Der junge Mann sagt: „Weiser Mann, ich kann mit Kirchgemeinden wenig anfangen. Unsere
Versammlungen sind manchmal langweilig. Sind denn diese Treffen wirklich nötig? Was
bringen sie? Kann ich nicht auch für mich Christ sein?“ Kein Wort fällt. Der alte Mann raucht
bedächtig an seiner Pfeife. Dann steht er auf. Er geht zum Kamin. Mit einer Zange nimmt er
ein brennendes Scheit heraus und legt es auf den Steinboden. Dann setzt er sich wieder.
Das Scheit brennt lichterloh. Aber dann werden die Flammen langsam kleiner, bis sie
schliesslich ganz ausgehen und nur noch ein rauchendes Scheit auf dem Boden liegt. Kein
Wort unterbricht die Stille. Schliesslich steht der junge Mann auf. Er wirft einen letzten Blick
auf das rauchende Stück Holz auf dem Boden, dankt dem alten Mann und geht.
Wenn uns klar wird, wie wichtig diese Ansteckung für uns ist, wird das zwei Dinge auslösen.
Erstens: Wir haben das Ziel vor Augen, einander Mut zu machen und uns gegenseitig
anzuspornen. Diese Distanz, die ich an der Sitzung vor einer Woche erlebt habe, als jemand
gesagt hat „Komm mir nicht zu nahe“, soll unser Zusammensein nicht prägen. Wir sollen uns
ja gegenseitig anstecken! Erzählt anderen davon, wenn ihr etwas mit Gott erlebt habt. Lasst
andere teilhaben, wenn euch etwas in eurem Glauben beschäftigt. So, wie Kristian eine
Zeitlang immer von Nordkorea erzählt hat. Steckt andere an mit eurer Zuversicht. Ermutigt
andere, im Glauben weiter zu gehen. Gott hat uns zusammengestellt, damit wir einander
anstecken!
Zweitens: Wenn uns der Wert der Gemeinschaft klarer vor Augen steht, fällt es uns auch
leichter, dem Platz in unserem Leben einzuräumen. Hier kommt der Verstand ins Spiel und
der Reiter sagt sich: „Da bleibe ich dran, denn mein Elefant braucht das!“ Mir hat das z.B.
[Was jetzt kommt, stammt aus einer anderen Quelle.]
PR #538, opened 2026-09-11
feat(doctor): check installed extensions

scottlovegrove:
Adds a check per installed extension: the executable is there and can be run, no built-in command is hiding it, its manifests parse, the running td satisfies what it asks for, and its manifest format is one this version understands. Each says what to do about it.

Only problems are reported, after a single summary line, the way the Node version check stays quiet when there is nothing wrong. Someone with no extensions installed sees nothing at all.

The program is passed through to the check because which command names are taken is what decides whether an extension is shadowed, and that is only knowable from the program itself.

This gives `findManifestProblems` its first caller — it was written for exactly this and has been sitting unused.

### DIFF
--- a/src/commands/doctor.ts
+++ b/src/commands/doctor.ts
@@ -20,15 +20,16 @@ import {
     isNewer,
 } from '../lib/update.js'
 import { getDefaultUserId, NoUserSelectedError } from '../lib/users.js'
+import { checkExtensions } from './extension/doctor.js'
 
-type CheckStatus = 'pass' | 'warn' | 'fail' | 'skip'
+export type CheckStatus = 'pass' | 'warn' | 'fail' | 'skip'
 
 interface DoctorOptions {
     json?: boolean
     offline?: boolean
 }
 
-interface DoctorCheck {
+export interface DoctorCheck {
     name: string
     status: CheckStatus
     message: string
@@ -355,18 +356,19 @@ async function checkStoredUsers(): Promise<DoctorCheck[]> {
     return checks
 }
 
-async function runDoctorChecks(options: DoctorOptions): Promise<DoctorCheck[]> {
+async function runDoctorChecks(options: DoctorOptions, program: Command): Promise<DoctorCheck[]> {
     return [
         checkNodeVersion(),
         await checkConfigFile(),
         ...(await checkStoredUsers()),
         await checkAuthentication(Boolean(options.offline)),
+        ...(await checkExtensions(program)),
         await checkForUpdates(Boolean(options.offline)),
     ].filter((check): check is DoctorCheck => check !== null)
 }
 
-export async function doctorAction(options: DoctorOptions): Promise<void> {
-    const checks = await runDoctorChecks(options)
+export async function doctorAction(options: DoctorOptions, program: Command): Promise<void> {
+    const checks = await runDoctorChecks(options, program)
     const summary = summarize(checks)
     const ok = summary.failed === 0
 
@@ -392,5 +394,8 @@ export function registerDoctorCommand(program: Command): void {
         .description('Diagnose common CLI setup and environment issues')
         .option('--json', 'Output diagnostic results as JSON')
         .option('--offline', 'Skip network checks against Todoist and npm')
-        .action(doctorAction)
+        // The program is passed on so the extension checks can see which
+        // command names are taken, which is what decides whether an extension
+        // is being shadowed.
+        .action((options: DoctorOptions) => doctorAction(options, program))
 }
--- a/src/commands/extension/doctor.ts
+++ b/src/commands/extension/doctor.ts
@@ -1,0 +1,114 @@
+/**
+ * What `td doctor` reports about installed extensions.
+ *
+ * Nothing here reaches the network: `list` is a directory read plus, for a
+ * clone, a `git rev-parse`. Someone with no extensions sees nothing at all.
+ */
+
+import type { Command } from 'commander'
+import packageJson from '../../../package.json' with { type: 'json' }
+import { findManifestProblems } from '../../lib/extensions/manifest.js'
+import { satisfiesRange } from '../../lib/extensions/version-range.js'
+import type { DoctorCheck } from '../doctor.js'
+import { buildExtensionManager } from './index.js'
+
+const NAME = 'extensions'
+const TD_VERSION = packageJson.version
+
+/**
+ * Windows paths are implemented but have not had a full test pass, so say so
+ * rather than letting someone discover it themselves.
+ */
+function windowsCheck(): DoctorCheck | null {
+    if (process.platform !== 'win32') return null
+    return {
+        name: NAME,
+        status: 'warn',
+        message: 'Extensions are experimental on Windows in this release',
+        details: { platform: process.platform },
+    }
+}
+
+export async function checkExtensions(program: Command): Promise<DoctorCheck[]> {
+    const manager = buildExtensionManager(program)
+
+    if (await manager.isEmpty()) return []
+
+    let listing: Awaited<ReturnType<typeof manager.list>>
+    try {
+        listing = await manager.list()
+    } catch (error) {
+        return [
+            {
+                name: NAME,
+                status: 'fail',
+                message: `Cannot read ${manager.extensionsDir}: ${error instanceof Error ? error.message : String(error)}`,
+                details: { extensionsDir: manager.extensionsDir },
+            },
+        ]
+    }
+
+    const checks: DoctorCheck[] = [
+        {
+            name: NAME,
+            status: 'pass',
+            message: `${listing.length} extension(s) installed in ${manager.extensionsDir}`,
+            details: { count: listing.length, extensionsDir: manager.extensionsDir },
+        },
+    ]
+
+    for (const entry of listing) {
+        const details = { name: entry.name, kind: entry.kind, dir: entry.dir }
+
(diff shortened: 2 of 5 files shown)


src/commands/extension/doctor.ts
```diff
@@ -0,0 +1,114 @@
...
+        status: 'warn',
+        message: 'Extensions are experimental on Windows in this release',
+        details: { platform: process.platform },
+    }
+}
+
+export async function checkExtensions(program: Command): Promise<DoctorCheck[]> {
+    const manager = buildExtensionManager(program)
+
+    if (await manager.isEmpty()) return []
```
doistbot: <a href="#">P2</a>  `isEmpty()` catches every `readdir` error and returns `true`, so a permissions error (EACCES), `ENOTDIR`, or a broken mount on the extensions directory makes `td doctor` silently report nothing as if no extensions were installed. The `try`/`catch` around `manager.list()` below is then unreachable for exactly the failures it was written to surface. Call `manager.list()` first and return `[]` only when `listing.length === 0` (a missing directory already yields `[]` from `discoverExtensions`), so genuine read failures still reach the fail branch.

src/commands/extension/doctor.ts
```diff
@@ -0,0 +1,114 @@
...
+        if (entry.shadowed) {
+            checks.push({
+                name: NAME,
+                status: 'warn',
+                message: `${entry.name} is hidden by the built-in command of the same name. Run \`td extension exec ${entry.name}\`, or reinstall it under another name`,
+                details,
+            })
+        }
+
+        for (const problem of await findManifestProblems(entry.dir, manager.binName)) {
```
doistbot: <a href="#">P2</a>  Avoid unbounded reads of extension-controlled manifest paths here. A git extension can commit `.td-manifest.json` as a symlink to `/dev/zero` (or a FIFO) without executing any extension code; this first caller of `findManifestProblems` passes it to `readFile`, which never reaches EOF and can hang or exhaust memory when the user runs `td doctor`. Reject non-regular files (including symlinks) and enforce a manifest size limit before reading.

doistbot: <a href="#">P2</a>  These manifest checks run serially for every installed extension, even though each performs two independent filesystem reads. `manager.list()` already uses bounded concurrency for its per-extension I/O; collect `findManifestProblems` with bounded concurrency before emitting checks so a user with many extensions does not pay one manifest-read latency per extension.

src/commands/doctor.ts
```diff
@@ -355,18 +356,19 @@ async function checkStoredUsers(): Promise<DoctorCheck[]> {
...
 }
 
-async function runDoctorChecks(options: DoctorOptions): Promise<DoctorCheck[]> {
+async function runDoctorChecks(options: DoctorOptions, program: Command): Promise<DoctorCheck[]> {
     return [
         checkNodeVersion(),
         await checkConfigFile(),
         ...(await checkStoredUsers()),
         await checkAuthentication(Boolean(options.offline)),
+        ...(await checkExtensions(program)),
```
doistbot, line 365: <a href="#">P2</a>  This wiring makes the existing doctor.test.ts read the real user's extensions directory: those tests run `program.parseAsync(['node','td','doctor'])` without stubbing XDG_DATA_HOME, so on any machine with extensions installed `checkExtensions` adds real checks (and may shell out to `git rev-parse` for clone extensions). `supports json output and offline mode` asserts `parsed.summary.passed === 0` and `ok === true`, which a healthy installed extension breaks, and a broken one flips `ok` to false. Stub XDG_DATA_HOME/XDG_STATE_HOME to a temp dir in doctor.test.ts (the way the new extension/doctor tests do), or mock `checkExtensions` there.

doistbot (commented):
This PR wires a per-extension check into `td doctor` — verifying each installed extension's executable, manifest, shadowing, compatibility, and manifest format, reporting only problems after a single summary line, and finally giving `findManifestProblems` its first caller.

Few things worth tightening:
- The empty-directory short-circuit swallows `readdir` errors (EACCES, ENOTDIR, broken mounts) and silently reports success — call `manager.list()` first and only return `[]` on a genuinely empty listing, so the fail branch can actually surface real filesystem failures.
- Guard against unbounded reads of extension-controlled manifest paths: reject symlinks/non-regular files (e.g. a manifest symlinked to `/dev/zero`) and enforce a size limit before `readFile`, otherwise `td doctor` can hang on untrusted input.
- Run the manifest checks with bounded concurrency (as `manager.list()` already does) instead of serially per extension, so users with many extensions don't pay one read latency each.
- Stub `XDG_DATA_HOME`/`XDG_STATE_HOME` (or mock `checkExtensions`) in doctor.test.ts, since the existing tests currently read the real user's extensions directory and a healthy or broken installed extension can flip the `passed === 0`/`ok` assertions.

<details>

- **<a href="#">P3</a> src/commands/extension/doctor.ts:91**: This re-implements the `requires` compatibility decision that already exists in `ExtensionManager.warnIfIncompatible` (src/lib/extensions/manager.ts): the same `entry.requires?.[binName]` lookup plus `satisfiesRange(version, range)` predicate. The manager already has `version` and `satisfiesRange` in scope, so consider exposing the result on `ExtensionListing` (e.g. `requiresIncompatible`, computed in `list()`) or adding a manager helper, and have `checkExtensions` only format the message. That keeps one source of truth for the decision and removes the duplicated `packageJson`/`satisfiesRange` imports here.
- **<a href="#">P3</a> src/commands/extension/doctor.ts:81**: `manager.list()` has already read each extension's `td-extension.json` (and `.td-manifest.json` for binary installs) during its concurrent discovery pass. This loop then calls `findManifestProblems`, which re-reads those same files and awaits them one extension at a time. Surface the read/parse status from `list()` (or run the problem scan in the same concurrent pass) instead of reading the manifests twice.
- **<a href="#">P3</a> src/commands/extension/doctor.test.ts:125**: This pins the exact problem order (`fail` before `warn`), which is not what the test is about. Reordering the per-extension checks would fail this test even though the same three checks are still reported. Keep the length and summary-first assertions, then assert the remaining statuses as a set (e.g., sorted `['fail', 'warn']`) instead of an ordered array.
- **<a href="#">P3</a> src/commands/extension/doctor.ts:40**: The `manager.list()` throw path has no test: nothing covers that an unreadable extensions directory produces a FAIL check instead of crashing `td doctor`. A test that chmods the directory 0o000 (with the running-as-root guard the repo already uses in manifest.test.ts) would pin that contract.

</details>

<sub>[Share Feedback](https://github.com/Doist/doistbot-app/issues/new?template=review-feedback.yml&title=Review+feedback+for+Doist%2Ftodoist-cli&pr_url=https%3A%2F%2Fgithub.com%2FDoist%2Ftodoist-cli%2Fpull%2F538&datadog_url=https%3A%2F%2Fapp.datadoghq.com%2Flogs%3Fquery%3Dservice%253A%2528doistbot-app-sandbox%2520OR%2520doistbot-app%2529%2520%2540meta.deliveryId%253A12afa1b0-add7-11f1-92d9-cf56b3fc5859%26agg_m%3Dcount%26agg_m_source%3Dbase%26agg_t%3Dcount%26clustering_pattern_field_path%3Dmessage%26cols%3Dhost%252Cservice%26fromUser%3Dtrue%26messageDisplay%3Dinline%26refresh_mode%3Dsliding%26storage%3Dhot%26stream_sort%3Ddesc%26viz%3Dstream%26live%3Dtrue) • [Review Logs](https://app.datadoghq.com/logs?query=service%3A%28doistbot-app-sandbox%20OR%20doistbot-app%29%20%40meta.deliveryId%3A12afa1b0-add7-11f1-92d9-cf56b3fc5859&agg_m=count&agg_m_source=base&agg_t=count&clustering_pattern_field_path=message&cols=host%2Cservice&fromUser=true&messageDisplay=inline&refresh_mode=sliding&storage=hot&stream_sort=desc&viz=stream&live=true)</sub>

src/commands/extension/doctor.ts
scottlovegrove: Right, and fixed in f526b6c. `list()` runs first and the check returns `[]` only when the list is genuinely empty, so a directory that cannot be read reaches the fail branch. There is a test that chmods the directory to `0o000` and asserts the fail check, skipped when running as root since the mode means nothing there.

src/commands/extension/doctor.ts
scottlovegrove: Done in f526b6c, in `readJsonFile` rather than at this call site, so it covers `list` too. The file is opened and checked before reading: anything that is not a regular file is reported as unreadable, as is anything over 1 MiB. A test symlinks `td-extension.json` to `/dev/zero` and asserts the warning rather than hanging.

scottlovegrove: Done in f526b6c — the manifest reads now go through `mapWithConcurrency` at 4, matching what `list()` already does for its per-extension work.

src/commands/doctor.ts
scottlovegrove: Correct, and worse than it looks: those tests were only passing because the `node:fs/promises` mock has just `readFile`, so discovery failed and `isEmpty` swallowed it. Once the fix above made read failures visible, they broke.

f526b6c mocks `./extension/doctor.js` in `doctor.test.ts` so those tests stay about doctor, and the real behaviour keeps its own tests in `src/commands/extension/doctor.test.ts`, which use a temp directory.

PR #1261, opened 2022-05-11
Update dev env base image to use ubi8

awcrosby:
Fixes ./compose build

No-Issue

### DIFF
--- a/dev/Dockerfile.base
+++ b/dev/Dockerfile.base
@@ -1,4 +1,4 @@
-FROM centos:8
+FROM registry.access.redhat.com/ubi8
 
 ARG USER_ID=1000
 ARG USER_NAME=galaxy


newswangerd (commented):
@awcrosby is this a good idea? The prod dockerfile uses UBI 8. Shouldn't we keep the dev image compatible with the prod image?

awcrosby:
@newswangerd I opened this because I was getting errors with `./compose build` on `dnf install` from the centos 8 repos… but it seems to be building ok right now.

> The prod dockerfile uses UBI 8

This PR makes the dev dockerfile also use UBI 8.

I didn’t realize we have 2 Dockerfiles in `stable-4.2`. `Dockerfile` uses centos:8, while `Dockerfile.rhel8` uses ubi8. I'm not sure how `stable-4.2` uses these during a release... in subsequent release branches `Dockerfile` symlinks to `Dockerfile.rhel8`

https://github.com/ansible/galaxy_ng/blob/630ebc2b710af1fe99238f3cb92fb3f32a0dee24/Dockerfile#L1-L4

https://github.com/ansible/galaxy_ng/blob/630ebc2b710af1fe99238f3cb92fb3f32a0dee24/Dockerfile.rhel8#L1

newswangerd (approved):

PR #1268, opened 2022-05-16
Removing hardcoded environment variables from dev

brumik:
No-Issue

#### What is this PR doing:
Removing the two hardcoded env variables from the dev setup for standalone so [cypress test](https://github.com/ansible/ansible-hub-ui/pull/2069/files) can pass locally. If needed they can be added back in the `.compose.env`

#### Notes: 

### DIFF
--- a/.compose.env.example
+++ b/.compose.env.example
@@ -3,6 +3,13 @@
 # Set tp standalone-keycloak to enable the Social Auth Login
 COMPOSE_PROFILE=standalone
 
+# The following two variables were initally specified in the galaxy_ng.env file. 
+# When wanna reach the same environment for cypress testing as in CI
+# you should set PULP_GALAXY_REQUIRE_CONTENT_APPROVAL=False in galaxy_ng/app/settings.py
+# otherwise cypress cannot change it. 
+# PULP_GALAXY_REQUIRE_CONTENT_APPROVAL=False
+# PULP_GALAXY_AUTO_SIGN_COLLECTIONS=True
+
 # Add extra paths to run project dependencies from local filesystem in editable mode
 # The order of repositories in the list is important, it is `:` separated.
 # DEV_SOURCE_PATH='pulpcore:pulp_ansible:galaxy_ng'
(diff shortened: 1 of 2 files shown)


brumik:
Yes. Also I am not authored to merge :)

himdel:
Do we also need to change `galaxy_ng/app/setttings.py` so that we don't actually change the defaults for dev env?

brumik:
@himdel I think we can mention it in the docs, since in dev env it is easier and more transparent for the developers if we keep all the variables in `.compose.env`. Or at least the sensible ones. So when trying to run for example cypress tests, all you need to do is comment out all your set variables in `compose.env` and it should pass. 

Hmm, on second thought we have actually one variable `GALAXY_REQUIRE_CONTENT_APPROVAL: false` in the CI, but that is not environment variable so cypress can overwrite it. I am not sure how we could consolidate that. Maybe add to the docs saying that some tests require you to have in you `.compose.env` `GALAXY_REQUIRE_CONTENT_APPROVAL: false` and some does not? (It does not seem like an ideal solution. Ideally we would have some local settings file where we could edit the environment variables without adding it to the `env` and preventing cypress to overwrite it.

**Summary**
Yes, we should add this info to the docs, as it is little more transparent and it add one time few seconds overhead to development. (I would maybe remove the `PULP_GALAXY_COLLECTION_SIGNING_SERVICE=ansible-default` line too).

brumik:
Changing the defaults in `settings.py` I don't think is too viable. Default values are for the end user, not developers, and they are sensible when somebody installs the system. But I am not an expert on this case so maybe others have different opinions on it.

himdel:
Yeah, the only way all tests will work locally is if devs change their settings.py, not compose.env.

That will change once we're pulling settings from the db, but probably not before that.
(unless we change from allowing tests to change settings to not running tests written for the wrong settings)

So .. if this PR is to make it possible to run all cypress tests locally, it can't rely on devs setting env vars.

(I'm fine with just documenting it though)

brumik:
Where can I document it? Happy to do it

brumik:
Added it to the compose.env. The galaxy_ng docs refer to this file too.

PR #1271, opened 2022-05-16
Fix CI on feature branch

newswangerd:


.github/template_gitref
```diff
@@ -1 +1 @@
-2021.08.26-106-g556224f
+2021.08.26-129-gf780fda-dirty
```
awcrosby, line 1: May need to rebase against master, we are already at `f780fda`

https://github.com/ansible/galaxy_ng/blob/8bbb7a58aa9f64ad3afaf6c4ba9cb46611d3ff5b/.github/template_gitref#L1

awcrosby (changes requested):
May need to rebase

.github/template_gitref
awcrosby: oh nevermind, you are updating this feature branch... why does this say `-dirty`? ... i have not seen that

newswangerd: I think i screwed up my plugin template checkout

newswangerd:
>

newswangerd:
> May need to rebase

I'd have to rebase the whole feature branch against master

PR #1276, opened 2022-05-23
compose.env.example - fix pythonisms

himdel:
The comment was added in #1268, but the example is using python True & False instad of true & false as the rest of the options.

And the note about changing settings.py mentions the name as it would be used in .compose.env, but not in settings.py. (PULP_ prefixed)

Cc @brumik @rochacbruno


brumik:
Good catch for the `PULP_` prefix. For the `True/true` it works with both in my experience.

brumik (approved):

geholfen, als ich mir als Student angewöhnt habe, den Gebetsabend der Gemeinde zu
besuchen. Ich wusste: Die Zeit wird immer knapp sein. Ich werde an jedem Freitag Abend
das Gefühl haben, ich müsste noch lernen. Aber ich wusste, wie wichtig das gemeinsame
Gebet ist und so wurde das zum festen Vorsatz: Wenn Gebetsabend ist, gehe ich.
Gemeinschaft spornt uns an und ermutigt uns. Sie hilft uns, auf dem Weg zu bleiben. Sie
motiviert uns, Gott wieder ganz neu zu suchen. „Lass dich anstecken“ ist die Einladung, mit
dem eigenen Holzscheit zum Feuer zu kommen und sich neu anstecken zu lassen. AMEN.